PR #1782, opened 2020-10-01
Ignore chop moved notes w.r.t card fade during postgame

### LINKED ISSUE #1781: Chop moved trash cards should still fade during postgame
They currently remain opaque

timotree3:
Fixes #1781


timotree3:
does the change to the blank part actually make sense? I don't understand why we want a blank note to affect fading to begin with

Zamiell:
> does the change to the blank part actually make sense?

yes

> I don't understand why we want a blank note to affect fading to begin with

it affects fading because you dont want a blank card to be faded

Zamiell:
thanks

PR #1784, opened 2020-10-05
Update example_game_with_comments.jsonc

akhti:
Make the file loadable (after removing comments)
Fix bugs in the comments
Make deck have 50 cards

I still can only replay the first move, but at least it shows the table


Zamiell:
thx

Zamiell:
you're from FB?

akhti:
> you're from FB?

yup

Zamiell:
cool thanks

PR #2352, opened 2021-12-17
Better history table

DrAnax:
Initial effort


server/src/http_shared_missing_scores.go
```diff
@@ -65,13 +65,14 @@ func httpSharedMissingScores(c *gin.Context) {
 		}
 	}
 
+	lastIndex := len(playerNames) - 1
 	data := &TemplateData{ // nolint: exhaustivestruct
 		Title:               "Missing Scores",
-		NamesTitle:          "Missing Scores for [" + strings.Join(playerNames, ", ") + "]",
+		NamesTitle:          "Missing Scores for " + strings.Join(playerNames[:lastIndex], ", ") + " and " + playerNames[lastIndex],
```
Zamiell, line 71: isnt this bugged when there is only one player

server/src/http_history.go
```diff
@@ -63,5 +63,5 @@ func httpHistory(c *gin.Context) {
 	if len(playerNames) > 1 {
 		data.NamesTitle = "Game History for [" + strings.Join(playerNames, ", ") + "]"
 	}
-	httpServeTemplate(w, data, "profile", "history")
+	httpServeTemplate(w, data, "profile-new", "history")
```
Zamiell, line 66: why are we using profile-new instead of profile

DrAnax: I was going back and forth between profile and profile-new. In the end I managed to make all the pages as I liked, but I forgot to transfer back.

server/src/http_shared_missing_scores.go
DrAnax: image

Zamiell:
you need to rebase this on main because i am seeing unrelated changes to this PR

server/src/http_shared_missing_scores.go
Zamiell: ok, nevermind then

PR #2359, opened 2021-12-18
Logger package

DrAnax:
Moved global logger into a separate package


server/src/game_player.go
```diff
@@ -189,15 +191,14 @@ func (p *GamePlayer) PlayCard(c *Card) {
 	// Update the progress
 	progressFloat := float64(g.Score) / float64(g.MaxScore) * 100 // In percent
 	progress := int(math.Round(progressFloat))
-	oldProgress := t.Progress
```
Zamiell, line 192: what does this have to do with logging?

DrAnax: That's a fix from linter warnings (ifshort)

server/src/http_google_analytics.go
```diff
@@ -40,7 +40,7 @@ func httpGoogleAnalytics(c *gin.Context) {
 	if cookie, err := r.Cookie("_ga"); err != nil {
 		// They don't have a cookie set, so set a new one
 		clientID = uuid.NewV4().String()
-		http.SetCookie(w, &http.Cookie{ // nolint: exhaustivestruct
+		http.SetCookie(c.Writer, &http.Cookie{ // nolint: exhaustivestruct
```
Zamiell, line 43: looks like there are many changes in this PR that have nothing to do with refactoring a logger package

DrAnax: Same as above

Zamiell: instead of changing code, just set the linter version to one from 2019

PR #2365, opened 2021-12-18
Take into account spaces before "(" and after ")"

DrAnax:


Zamiell:
should we write some tests?

DrAnax:
Possibly

DrAnax:
Ah, I need to push the test in a separate PR first, right?

Zamiell:
you can just do it in this one to make it easy

Zamiell:
thanks

Zamiell:
those are some good tests :)

PR #2369, opened 2021-12-20
Fix create game dialog

### LINKED ISSUE #2349: if max number of players has an invalid value, it should change to the default when focus leaves the box
with respect to the input box in the create game modal

DrAnax:
Closes #2349


Zamiell:
thanks

PR #2388, opened 2021-12-24
Show empathy on hidden cards during hypo

### LINKED ISSUE #2387: hypo improvements for starting player
after the last PR, the starting player's hand is hidden

however, if this hand has been previously clued, it should appear partially clued to every player in the shared replay, as it would appear to the player at the time of the hypothetical

right now, it does not do this, and is just completely hidden with a yellow border to indicate that it is clued

DrAnax:
Closes #2387


Zamiell:
i tried this out and exiting hypothetical doesn't seem to be resetting the cards back to normal.
is that because you aren't using the reducers?

DrAnax:
> i tried this out and exiting hypothetical doesn't seem to be resetting the cards back to normal. is that because you aren't using the reducers?

Let me check

Zamiell:
looks good!

Zamiell:
nice work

....

EXERCISE AIM. Repeat the records above exactly, from the first line to the last.

EXERCISE RESPONSE.
PR #1782, opened 2020-10-01
Ignore chop moved notes w.r.t card fade during postgame

### LINKED ISSUE #1781: Chop moved trash cards should still fade during postgame
They currently remain opaque

timotree3:
Fixes #1781


timotree3:
does the change to the blank part actually make sense? I don't understand why we want a blank note to affect fading to begin with

Zamiell:
> does the change to the blank part actually make sense?

yes

> I don't understand why we want a blank note to affect fading to begin with

it affects fading because you dont want a blank card to be faded

Zamiell:
thanks

PR #1784, opened 2020-10-05
Update example_game_with_comments.jsonc

akhti:
Make the file loadable (after removing comments)
Fix bugs in the comments
Make deck have 50 cards

I still can only replay the first move, but at least it shows the table


Zamiell:
thx

Zamiell:
you're from FB?

akhti:
> you're from FB?

yup

Zamiell:
cool thanks

PR #2352, opened 2021-12-17
Better history table

DrAnax:
Initial effort


server/src/http_shared_missing_scores.go
```diff
@@ -65,13 +65,14 @@ func httpSharedMissingScores(c *gin.Context) {
 		}
 	}
 
+	lastIndex := len(playerNames) - 1
 	data := &TemplateData{ // nolint: exhaustivestruct
 		Title:               "Missing Scores",
-		NamesTitle:          "Missing Scores for [" + strings.Join(playerNames, ", ") + "]",
+		NamesTitle:          "Missing Scores for " + strings.Join(playerNames[:lastIndex], ", ") + " and " + playerNames[lastIndex],
```
Zamiell, line 71: isnt this bugged when there is only one player

server/src/http_history.go
```diff
@@ -63,5 +63,5 @@ func httpHistory(c *gin.Context) {
 	if len(playerNames) > 1 {
 		data.NamesTitle = "Game History for [" + strings.Join(playerNames, ", ") + "]"
 	}
-	httpServeTemplate(w, data, "profile", "history")
+	httpServeTemplate(w, data, "profile-new", "history")
```
Zamiell, line 66: why are we using profile-new instead of profile

DrAnax: I was going back and forth between profile and profile-new. In the end I managed to make all the pages as I liked, but I forgot to transfer back.

server/src/http_shared_missing_scores.go
DrAnax: image

Zamiell:
you need to rebase this on main because i am seeing unrelated changes to this PR

server/src/http_shared_missing_scores.go
Zamiell: ok, nevermind then

PR #2359, opened 2021-12-18
Logger package

DrAnax:
Moved global logger into a separate package


server/src/game_player.go
```diff
@@ -189,15 +191,14 @@ func (p *GamePlayer) PlayCard(c *Card) {
 	// Update the progress
 	progressFloat := float64(g.Score) / float64(g.MaxScore) * 100 // In percent
 	progress := int(math.Round(progressFloat))
-	oldProgress := t.Progress
```
Zamiell, line 192: what does this have to do with logging?

DrAnax: That's a fix from linter warnings (ifshort)

server/src/http_google_analytics.go
```diff
@@ -40,7 +40,7 @@ func httpGoogleAnalytics(c *gin.Context) {
 	if cookie, err := r.Cookie("_ga"); err != nil {
 		// They don't have a cookie set, so set a new one
 		clientID = uuid.NewV4().String()
-		http.SetCookie(w, &http.Cookie{ // nolint: exhaustivestruct
+		http.SetCookie(c.Writer, &http.Cookie{ // nolint: exhaustivestruct
```
Zamiell, line 43: looks like there are many changes in this PR that have nothing to do with refactoring a logger package

DrAnax: Same as above

Zamiell: instead of changing code, just set the linter version to one from 2019

PR #2365, opened 2021-12-18
Take into account spaces before "(" and after ")"

DrAnax:


Zamiell:
should we write some tests?

DrAnax:
Possibly

DrAnax:
Ah, I need to push the test in a separate PR first, right?

Zamiell:
you can just do it in this one to make it easy

Zamiell:
thanks

Zamiell:
those are some good tests :)

PR #2369, opened 2021-12-20
Fix create game dialog

### LINKED ISSUE #2349: if max number of players has an invalid value, it should change to the default when focus leaves the box
with respect to the input box in the create game modal

DrAnax:
Closes #2349


Zamiell:
thanks

PR #2388, opened 2021-12-24
Show empathy on hidden cards during hypo

### LINKED ISSUE #2387: hypo improvements for starting player
after the last PR, the starting player's hand is hidden

however, if this hand has been previously clued, it should appear partially clued to every player in the shared replay, as it would appear to the player at the time of the hypothetical

right now, it does not do this, and is just completely hidden with a yellow border to indicate that it is clued

DrAnax:
Closes #2387


Zamiell:
i tried this out and exiting hypothetical doesn't seem to be resetting the cards back to normal.
is that because you aren't using the reducers?

DrAnax:
> i tried this out and exiting hypothetical doesn't seem to be resetting the cards back to normal. is that because you aren't using the reducers?

Let me check

Zamiell:
looks good!

Zamiell:
nice work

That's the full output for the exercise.